Stored items from a collection

[Start of Attachment]

PR #5195, opened 2022-12-07
HDFS-16856: Refactor RouterAdmin to use the AdminHelper class.

omalley:
### Description of PR

This simplifies the structure of RouterAdmin to make the various subcommands, much more consistent and have less repetition throughout the code. The user visible change is that some of the error and help messages have changed and in general are more consistent.

The unit test TestRouterAdminCLI was run. I'll also test the tool against our routers.

### DIFF
--- a/hadoop-common-project/hadoop-common/src/main/java/org/apache/hadoop/util/StringUtils.java
+++ b/hadoop-common-project/hadoop-common/src/main/java/org/apache/hadoop/util/StringUtils.java
@@ -1135,7 +1135,25 @@ public class StringUtils {
     }
     return val;
   }
-  
+
+  /**
+   * From a list of command-line arguments, remove both an option and the
+   * next argument.
+   * @param name the name of the option
+   * @param args the list of arguments
+   * @param defaultValue the desired default value
+   * @return the value of the argument or the default value if the option wasn't
+   *         present.
+   * @throws IllegalArgumentException if the option doesn't have an argument
+   */
+  public static String popOptionWithArgument(String name,
+                                             List<String> args,
+                                             String defaultValue)
+      throws IllegalArgumentException {
+    String result = popOptionWithArgument(name, args);
+    return result == null ? defaultValue : result;
+  }
+
   /**
    * From a list of command-line arguments, remove an option.
    *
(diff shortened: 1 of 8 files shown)


hadoop-common-project/hadoop-common/src/main/java/org/apache/hadoop/util/StringUtils.java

[End of Attachment]

_Requirement_
After the last line, print all the entries once again, unchanged.

_Answer to this exercise_
PR #5195, opened 2022-12-07
HDFS-16856: Refactor RouterAdmin to use the AdminHelper class.

omalley:
### Description of PR

This simplifies the structure of RouterAdmin to make the various subcommands, much more consistent and have less repetition throughout the code. The user visible change is that some of the error and help messages have changed and in general are more consistent.

The unit test TestRouterAdminCLI was run. I'll also test the tool against our routers.

### DIFF
--- a/hadoop-common-project/hadoop-common/src/main/java/org/apache/hadoop/util/StringUtils.java
+++ b/hadoop-common-project/hadoop-common/src/main/java/org/apache/hadoop/util/StringUtils.java
@@ -1135,7 +1135,25 @@ public class StringUtils {
     }
     return val;
   }
-  
+
+  /**
+   * From a list of command-line arguments, remove both an option and the
+   * next argument.
+   * @param name the name of the option
+   * @param args the list of arguments
+   * @param defaultValue the desired default value
+   * @return the value of the argument or the default value if the option wasn't
+   *         present.
+   * @throws IllegalArgumentException if the option doesn't have an argument
+   */
+  public static String popOptionWithArgument(String name,
+                                             List<String> args,
+                                             String defaultValue)
+      throws IllegalArgumentException {
+    String result = popOptionWithArgument(name, args);
+    return result == null ? defaultValue : result;
+  }
+
   /**
    * From a list of command-line arguments, remove an option.
    *
(diff shortened: 1 of 8 files shown)


hadoop-common-project/hadoop-common/src/main/java/org/apache/hadoop/util/StringUtils.java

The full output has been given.